DATA FOR THIS EXERCISE |
• • •

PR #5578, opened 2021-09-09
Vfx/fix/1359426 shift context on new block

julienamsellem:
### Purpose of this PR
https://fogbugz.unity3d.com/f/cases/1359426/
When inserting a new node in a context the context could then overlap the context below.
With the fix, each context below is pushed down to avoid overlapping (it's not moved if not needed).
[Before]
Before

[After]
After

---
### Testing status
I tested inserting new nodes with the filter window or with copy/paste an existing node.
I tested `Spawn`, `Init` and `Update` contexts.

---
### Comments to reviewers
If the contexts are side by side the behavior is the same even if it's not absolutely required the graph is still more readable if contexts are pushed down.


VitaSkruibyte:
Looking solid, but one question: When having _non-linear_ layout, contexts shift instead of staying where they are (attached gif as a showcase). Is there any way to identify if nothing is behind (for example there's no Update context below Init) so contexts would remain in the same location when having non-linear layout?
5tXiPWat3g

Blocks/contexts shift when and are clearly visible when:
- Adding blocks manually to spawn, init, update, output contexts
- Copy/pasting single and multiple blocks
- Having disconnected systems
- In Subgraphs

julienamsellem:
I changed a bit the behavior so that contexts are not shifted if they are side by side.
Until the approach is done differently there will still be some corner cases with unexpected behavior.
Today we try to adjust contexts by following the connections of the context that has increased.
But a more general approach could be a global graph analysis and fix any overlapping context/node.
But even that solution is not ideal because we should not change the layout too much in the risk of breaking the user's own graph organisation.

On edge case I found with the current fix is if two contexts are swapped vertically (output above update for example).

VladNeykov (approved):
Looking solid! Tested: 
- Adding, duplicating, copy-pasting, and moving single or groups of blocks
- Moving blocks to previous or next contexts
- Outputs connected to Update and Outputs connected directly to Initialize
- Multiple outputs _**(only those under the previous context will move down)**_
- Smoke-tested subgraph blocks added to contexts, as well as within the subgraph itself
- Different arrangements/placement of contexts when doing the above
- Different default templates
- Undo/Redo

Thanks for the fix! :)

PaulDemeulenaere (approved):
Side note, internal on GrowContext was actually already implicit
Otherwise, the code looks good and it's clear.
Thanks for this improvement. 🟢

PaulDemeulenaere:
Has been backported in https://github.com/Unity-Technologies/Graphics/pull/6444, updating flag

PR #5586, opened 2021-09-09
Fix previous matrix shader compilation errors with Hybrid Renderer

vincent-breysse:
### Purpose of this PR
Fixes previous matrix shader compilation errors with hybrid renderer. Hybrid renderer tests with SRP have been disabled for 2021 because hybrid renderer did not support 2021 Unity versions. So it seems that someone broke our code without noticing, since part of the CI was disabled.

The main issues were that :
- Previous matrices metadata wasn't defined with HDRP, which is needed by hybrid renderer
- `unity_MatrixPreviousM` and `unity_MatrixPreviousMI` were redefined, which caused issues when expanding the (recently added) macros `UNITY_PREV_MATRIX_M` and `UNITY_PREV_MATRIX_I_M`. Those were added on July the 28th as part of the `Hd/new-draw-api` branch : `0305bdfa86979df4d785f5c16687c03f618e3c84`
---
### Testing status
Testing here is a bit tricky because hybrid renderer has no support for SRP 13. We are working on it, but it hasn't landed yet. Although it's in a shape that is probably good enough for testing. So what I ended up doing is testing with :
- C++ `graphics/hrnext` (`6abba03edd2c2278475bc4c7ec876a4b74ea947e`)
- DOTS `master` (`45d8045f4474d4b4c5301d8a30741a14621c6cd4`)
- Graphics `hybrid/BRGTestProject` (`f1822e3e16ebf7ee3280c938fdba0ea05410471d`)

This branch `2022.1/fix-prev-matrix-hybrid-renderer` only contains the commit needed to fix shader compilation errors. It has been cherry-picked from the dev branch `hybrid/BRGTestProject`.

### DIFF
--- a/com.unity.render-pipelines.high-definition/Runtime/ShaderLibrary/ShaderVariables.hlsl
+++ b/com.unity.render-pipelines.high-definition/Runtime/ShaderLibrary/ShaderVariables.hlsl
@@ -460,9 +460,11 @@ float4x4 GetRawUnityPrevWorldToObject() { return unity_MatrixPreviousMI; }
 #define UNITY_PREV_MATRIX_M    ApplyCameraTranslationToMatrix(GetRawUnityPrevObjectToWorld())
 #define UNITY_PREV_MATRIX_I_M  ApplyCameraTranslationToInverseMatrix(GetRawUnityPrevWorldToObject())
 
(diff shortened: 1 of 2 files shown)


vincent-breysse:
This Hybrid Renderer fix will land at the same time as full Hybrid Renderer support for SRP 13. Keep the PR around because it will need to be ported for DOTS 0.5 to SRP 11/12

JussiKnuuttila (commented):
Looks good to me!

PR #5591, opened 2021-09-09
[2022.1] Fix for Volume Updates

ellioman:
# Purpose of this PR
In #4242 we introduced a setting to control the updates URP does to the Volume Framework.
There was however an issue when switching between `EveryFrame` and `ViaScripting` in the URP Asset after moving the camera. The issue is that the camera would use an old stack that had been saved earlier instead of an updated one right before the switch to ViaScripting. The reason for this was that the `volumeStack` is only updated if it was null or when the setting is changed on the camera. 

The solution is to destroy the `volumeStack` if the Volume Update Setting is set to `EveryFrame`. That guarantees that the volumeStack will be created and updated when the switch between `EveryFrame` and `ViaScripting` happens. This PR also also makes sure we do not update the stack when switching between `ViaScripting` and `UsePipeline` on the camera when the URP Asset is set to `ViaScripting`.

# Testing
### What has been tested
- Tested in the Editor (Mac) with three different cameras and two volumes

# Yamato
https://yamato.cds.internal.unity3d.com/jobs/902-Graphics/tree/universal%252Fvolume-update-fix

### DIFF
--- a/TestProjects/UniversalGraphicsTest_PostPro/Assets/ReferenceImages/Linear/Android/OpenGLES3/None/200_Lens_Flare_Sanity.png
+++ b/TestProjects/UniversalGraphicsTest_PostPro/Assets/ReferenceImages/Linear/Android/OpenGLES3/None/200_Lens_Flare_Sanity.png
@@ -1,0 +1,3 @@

• • •

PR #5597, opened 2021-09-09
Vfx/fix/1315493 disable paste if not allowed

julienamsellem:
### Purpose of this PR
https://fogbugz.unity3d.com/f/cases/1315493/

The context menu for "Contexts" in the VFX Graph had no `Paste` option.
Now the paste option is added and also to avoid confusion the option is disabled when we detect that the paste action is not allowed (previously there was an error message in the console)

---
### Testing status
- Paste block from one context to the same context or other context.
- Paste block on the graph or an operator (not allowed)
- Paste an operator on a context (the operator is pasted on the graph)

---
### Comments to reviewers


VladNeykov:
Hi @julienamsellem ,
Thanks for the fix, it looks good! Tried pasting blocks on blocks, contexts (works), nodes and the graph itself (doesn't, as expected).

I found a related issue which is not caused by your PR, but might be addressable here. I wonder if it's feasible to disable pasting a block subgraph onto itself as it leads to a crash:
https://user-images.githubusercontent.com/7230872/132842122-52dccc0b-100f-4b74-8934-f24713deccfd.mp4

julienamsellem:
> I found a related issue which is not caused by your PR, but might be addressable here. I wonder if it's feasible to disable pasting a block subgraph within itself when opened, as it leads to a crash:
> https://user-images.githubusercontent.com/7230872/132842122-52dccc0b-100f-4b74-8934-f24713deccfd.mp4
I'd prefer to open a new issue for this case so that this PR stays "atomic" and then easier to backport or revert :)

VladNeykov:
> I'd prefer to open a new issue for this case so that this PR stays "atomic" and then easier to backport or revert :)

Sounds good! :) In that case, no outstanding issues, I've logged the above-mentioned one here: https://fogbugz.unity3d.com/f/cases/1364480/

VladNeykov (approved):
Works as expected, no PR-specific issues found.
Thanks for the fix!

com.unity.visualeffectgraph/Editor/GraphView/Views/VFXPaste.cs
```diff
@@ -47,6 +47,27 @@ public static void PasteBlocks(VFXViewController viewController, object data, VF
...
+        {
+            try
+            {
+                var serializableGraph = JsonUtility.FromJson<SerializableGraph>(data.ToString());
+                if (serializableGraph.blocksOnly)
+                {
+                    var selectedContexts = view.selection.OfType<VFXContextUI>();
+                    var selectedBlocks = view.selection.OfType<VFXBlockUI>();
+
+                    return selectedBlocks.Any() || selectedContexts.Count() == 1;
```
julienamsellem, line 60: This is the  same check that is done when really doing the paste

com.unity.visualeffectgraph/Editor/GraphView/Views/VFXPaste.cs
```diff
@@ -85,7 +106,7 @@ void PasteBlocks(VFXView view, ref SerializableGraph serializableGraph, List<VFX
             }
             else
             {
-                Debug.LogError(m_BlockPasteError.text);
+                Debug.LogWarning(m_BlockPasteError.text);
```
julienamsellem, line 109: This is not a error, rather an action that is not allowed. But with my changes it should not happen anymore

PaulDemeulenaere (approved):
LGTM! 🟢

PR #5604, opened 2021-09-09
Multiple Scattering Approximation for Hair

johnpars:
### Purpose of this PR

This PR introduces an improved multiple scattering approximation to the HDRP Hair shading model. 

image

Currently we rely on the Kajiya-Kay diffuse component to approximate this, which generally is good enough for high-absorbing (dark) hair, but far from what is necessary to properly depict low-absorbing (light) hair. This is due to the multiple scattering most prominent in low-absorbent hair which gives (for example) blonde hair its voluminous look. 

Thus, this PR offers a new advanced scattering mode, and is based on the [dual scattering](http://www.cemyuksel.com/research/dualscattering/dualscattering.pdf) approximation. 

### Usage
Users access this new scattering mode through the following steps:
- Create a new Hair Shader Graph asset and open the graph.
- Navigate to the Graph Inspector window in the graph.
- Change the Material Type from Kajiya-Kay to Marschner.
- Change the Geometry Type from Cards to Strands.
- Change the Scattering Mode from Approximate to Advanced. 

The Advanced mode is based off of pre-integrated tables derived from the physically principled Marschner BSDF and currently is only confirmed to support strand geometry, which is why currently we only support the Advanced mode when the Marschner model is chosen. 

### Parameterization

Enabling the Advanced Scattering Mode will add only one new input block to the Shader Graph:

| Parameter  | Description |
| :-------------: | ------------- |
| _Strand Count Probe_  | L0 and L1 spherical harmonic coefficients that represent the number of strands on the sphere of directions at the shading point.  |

• • •

ABOUT THIS TASK | Check each line of the listing above. Copy the ones with the word "model".

RESPONSE |
This PR introduces an improved multiple scattering approximation to the HDRP Hair shading model. 
The Advanced mode is based off of pre-integrated tables derived from the physically principled Marschner BSDF and currently is only confirmed to support strand geometry, which is why currently we only support the Advanced mode when the Marschner model is chosen. 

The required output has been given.